L’Aquila. Un atto d’accusa durissimo, che trasforma una seduta tecnica in un grido di dolore sociale: l’audizione dei vertici di TUA e dei rappresentanti dei territori, svoltasi questa mattina in Commissione Vigilanza, ha squarciato il velo sulla gestione del trasporto pubblico abruzzese. Documenti alla mano, sindaci dei piccoli comuni e sigle sindacali hanno denunciato quello che definiscono il “colpo di grazia” alle aree interne: una privatizzazione strisciante che sta condannando la montagna al declino.
Mentre i vertici aziendali parlano di “efficientamento”, la realtà raccontata dai sindaci è fatta di territori svenduti, dove le linee meno redditizie vengono cedute a vettori esterni, causando un crollo verticale della qualità del servizio, della manutenzione dei mezzi e della sicurezza per passeggeri e operatori. Dalle loro parole emerge quindi la strategia della società unica di trasporti che, avallata dalla Regione, si basa sul sistema delle subconcessioni ai privati in tutta la sua criticità.
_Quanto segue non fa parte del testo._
PR #1521, opened 2025-08-04
Generalize inverter model detection also for X1-VAST-6K and X3-MIC-3K-G2

rosenrot00:


infradom:
@wills106 : looks ok to merge, but have not tested this myself

PR #1525, opened 2025-08-05
ESP8266 support added to ESPHome modbus bridge adapter

rosenrot00:
I added support for the ESP8266 and Arduino framework.


infradom:
@wills106 : documentation update

PR #1551, opened 2025-08-20
Use custom Endian enum class if cannot import it

tiaxter:
Reading the release changes of `pymodbus` I noticed that after version 3.10 the `Endian` enum class was deleted. And Home Assistant 2025.8 decided to update its `pymodbus` version higher than 3.10 and so it broke the integration on latest update

### DIFF
--- a/custom_components/solax_modbus/__init__.py
+++ b/custom_components/solax_modbus/__init__.py
@@ -76,7 +76,6 @@ _LOGGER = logging.getLogger(__name__)
 # else:
 #    Endian_BIG = Endian.BIG
 #    Endian_LITTLE = Endian.LITTLE
-from pymodbus.constants import Endian
 from pymodbus.exceptions import ConnectionException, ModbusIOException
 from .payload import BinaryPayloadBuilder, BinaryPayloadDecoder, Endian
 from pymodbus.framer import FramerType
--- a/custom_components/solax_modbus/const.py
+++ b/custom_components/solax_modbus/const.py
@@ -12,10 +12,17 @@ from homeassistant.components.select import SelectEntityDescription
 from homeassistant.components.switch import SwitchEntityDescription
 from homeassistant.components.button import ButtonEntityDescription
 from homeassistant.helpers.entity import EntityCategory
+from enum import Enum
 try:
     from pymodbus.constants import Endian  # for pymodbus < 3.0
 except ImportError:
-    from pymodbus.payload import Endian    # for pymodbus >= 3.0
+    try:        
+        from pymodbus.payload import Endian    # for pymodbus >= 3.0
+    except Exception:
+        class Endian(str, Enum):
+            AUTO = "@"
+            BIG = ">"
+            LITTLE = "<"        
 from datetime import datetime, timedelta
 from dataclasses import dataclass, replace
 import pathlib
--- a/custom_components/solax_modbus/payload.py
+++ b/custom_components/solax_modbus/payload.py
@@ -18,7 +18,7 @@ from array import array
 # pylint: disable=missing-type-doc
 from struct import pack, unpack
 
-from pymodbus.constants import Endian
+from .const import Endian
 from pymodbus.exceptions import ParameterException
 from pymodbus.logging import Log
 


rosenrot00:
Thanks for bringing my idea into a PR. After looking at the code, I realized that the previous approach with payload.py was essentially just a backward-compatibility shim, duplicating deprecated logic and keeping old code paths alive. For me, that doesn’t go far enough. What I’d suggest instead is introducing a pymodbus_compat.py that is future-proof by trying to use the new pymodbus 3.11 functions first and only falling back to emulated ones if they are not available. The advantage of this approach is that once all systems are running on pymodbus ≥3.11, the wrapper can simply be removed and the code will continue to work unchanged.

This is untested but should be more or less it:
```
# pymodbus_compat.py
from __future__ import annotations
from enum import Enum

# Endian: prefer modern location; provide a tiny shim if neither is present.
try:
    from pymodbus.constants import Endian  # ≥3.5 (Enum with BIG/LITTLE)
except Exception:
    class Endian(Enum):
        BIG = "big"
        LITTLE = "little"

def _to_str_endian(e) -> str:
    if isinstance(e, Enum):
        v = getattr(e, "value", None)
        if isinstance(v, str):
            return v
        return getattr(e, "name", "BIG").lower()
    s = str(e).lower()
    return "big" if "big" in s else "little"

# Prefer the new API
try:
    from pymodbus import convert_from_registers as _cfr, convert_to_registers as _ctr

    def convert_to_registers(value, data_type: str, byteorder=Endian.BIG, wordorder=Endian.LITTLE):
        return _ctr(value, data_type, _to_str_endian(byteorder), _to_str_endian(wordorder))

    def convert_from_registers(regs, data_type: str, byteorder=Endian.BIG, wordorder=Endian.LITTLE):
        return _cfr(regs, data_type, _to_str_endian(byteorder), _to_str_endian(wordorder))

except Exception:
    # Fallback to legacy payload API (available in old pymodbus)
    from pymodbus.payload import BinaryPayloadBuilder, BinaryPayloadDecoder  # type: ignore
    try:
        from pymodbus.constants import Endian as _OldEndian  # type: ignore
    except Exception:
        class _OldEndian(Enum):
            BIG = "big"
            LITTLE = "little"

    def _old_endian(e):
        return _OldEndian.BIG if _to_str_endian(e) == "big" else _OldEndian.LITTLE

    def convert_to_registers(value, data_type: str, byteorder=Endian.BIG, wordorder=Endian.LITTLE):
        dt = data_type.lower()
        b = BinaryPayloadBuilder(byteorder=_old_endian(byteorder), wordorder=_old_endian(wordorder))
        if   dt == "uint16":   b.add_16bit_uint(int(value))
        elif dt == "int16":    b.add_16bit_int(int(value))
        elif dt == "uint32":   b.add_32bit_uint(int(value))
        elif dt == "int32":    b.add_32bit_int(int(value))
        elif dt == "uint64":   b.add_64bit_uint(int(value))
        elif dt == "int64":    b.add_64bit_int(int(value))
        elif dt == "float32":  b.add_32bit_float(float(value))
        elif dt == "string":   b.add_string(str(value))
        else:
            raise ValueError(f"Unsupported data_type: {data_type}")
        return b.to_registers()

    def convert_from_registers(regs, data_type: str, byteorder=Endian.BIG, wordorder=Endian.LITTLE):
        dt = data_type.lower()
        d = BinaryPayloadDecoder.fromRegisters(
            list(regs),
            byteorder=_old_endian(byteorder),
            wordorder=_old_endian(wordorder),
        )
        if   dt == "uint16":   return d.decode_16bit_uint()
        elif dt == "int16":    return d.decode_16bit_int()
        elif dt == "uint32":   return d.decode_32bit_uint()
        elif dt == "int32":    return d.decode_32bit_int()
        elif dt == "uint64":   return d.decode_64bit_uint()
        elif dt == "int64":    return d.decode_64bit_int()
        elif dt == "float32":  return d.decode_32bit_float()
        elif dt == "string":   return d.decode_string(len(regs) * 2)
        else:
            raise ValueError(f"Unsupported data_type: {data_type}")
```
In the Solax relevant files we could replace
`from .payload import BinaryPayloadBuilder, BinaryPayloadDecoder, Endian`
with
`from .pymodbus_compat import convert_to_registers, convert_from_registers, Endian`
and change the calls to the new APIs.

That should be future proof and in case pymodbus introduces new API changes and we need to cover more than one pymodbus version we could simply adapt the pymodbus_compat.py. When all systems would be on pymodbus ≥3.11, we could simply remove the pymodbus_compat.py and the new APIs could be used directly (if that ever happens).

We could introduce this to Solax and in case it works roll it out to the rest. But this is a more complex PR that I would be happy to hear oppinions from @wills106 and @infradom before working on it.

infradom:
Thanks a lot ! 
Once I have resolved some other issues, I will spend some time on review and testing

user86000:
please approve this pull request
integration doesn't load on 2025.9.0 beta

wills106:
@user86000 Are you running this code change locally to confirm that it's working correctly?

tiaxter:
I'm running it locally and I can confirm that's working

Il lun 1 set 2025, 20:08 wills106 ***@***.***> ha scritto:

wills106:
Has this been tested on the [2025.09.1](https://github.com/wills106/homeassistant-solax-modbus/releases/tag/2025.09.1) codebase? Also which Inverters have you tested this on @tiaxter and also @user86000 
Supporting payload.py is becoming a bit of a hack on top of another hack.

Part of July and all of August was spent trying to clean up previous code changes.
There is already discussion in #1533 to look at correctly addressing the changes made in pyModbus to use the proper methods where possible. Unless you are using the built-in HA Modbus integration for something else, you can always downgrade pyModbus.

user86000:
Yes works on 2025.9.1 codebase locally on two different systems
Inverter ist m-tec , intentically with solinteg

wills106:
I'll approve this. But work to correctly address the pyModbus changes outlined in #1533 needs working on.

HellixFix:
hi, today tried 2025.9.4 (from 8.7) and have Endian problem with my Growatt MOD 10KTL...  9.1 works OK
should I create the issue?

wills106:
> have Endian problem with my Growatt

Could you put the error log into #1533
Thanks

”Il trasporto pubblico nelle zone disagiate non può essere valutato solo con la calcolatrice dei profitti,” è emerso con forza durante l’audizione. “Deve essere lo strumento che garantisce l’accesso ai servizi essenziali — ospedali, scuole, uffici — nei grandi centri urbani. Invece, chi sceglie di restare nelle aree interne, i cosiddetti “resistenti”, si trova davanti a un paradosso inaccettabile: da un lato si parla di resilienza e lotta allo spopolamento, dall’altro si offrono servizi indecenti”.
”Il peso economico per queste famiglie è insostenibile: nonostante le promesse di tariffe agevolate, il costo degli abbonamenti incide pesantemente su stipendi già erosi dal carovita, per un servizio che spesso non garantisce nemmeno le coincidenze minime.”- è stato evidenziato- “In un mondo che punta alla transizione ecologica e alla gratuità dei mezzi per incentivare la mobilità sostenibile, l’Abruzzo montano va in direzione opposta: si paga caro per un servizio inadeguato, costringendo spesso i cittadini all’obbligo del mezzo privato o, peggio, alla fuga definitiva verso la costa”.
Anche i sindacati hanno alzato il tono, mostrando come la “mano passata ai privati” stia frammentando i diritti degli autisti e precarizzando il lavoro, con mezzi spesso obsoleti e inadatti alle pendenze e alle criticità meteorologiche della nostra montagna.
Per il capogruppo di AVS Monaco, la Commissione di Vigilanza ha oggi certificato uno stato di abbandono che non è più tollerabile. La richiesta che sale dai territori è univoca: “fermare immediatamente la cessione di linee ai privati, investire massicciamente nel rinnovo del parco mezzi dedicato alle aree interne e abbattere radicalmente le tariffe per chi vive in comuni svantaggiati”.
“Se il trasporto pubblico smette di essere “pubblico” proprio dove ce n’è più bisogno, la politica ha fallito la sua missione. L’Abruzzo non può permettersi una regione a due velocità: la montagna non è un ramo secco da potare, ma il cuore pulsante che questa gestione sta portando all’infarto” è stato dichiarato in conclusione.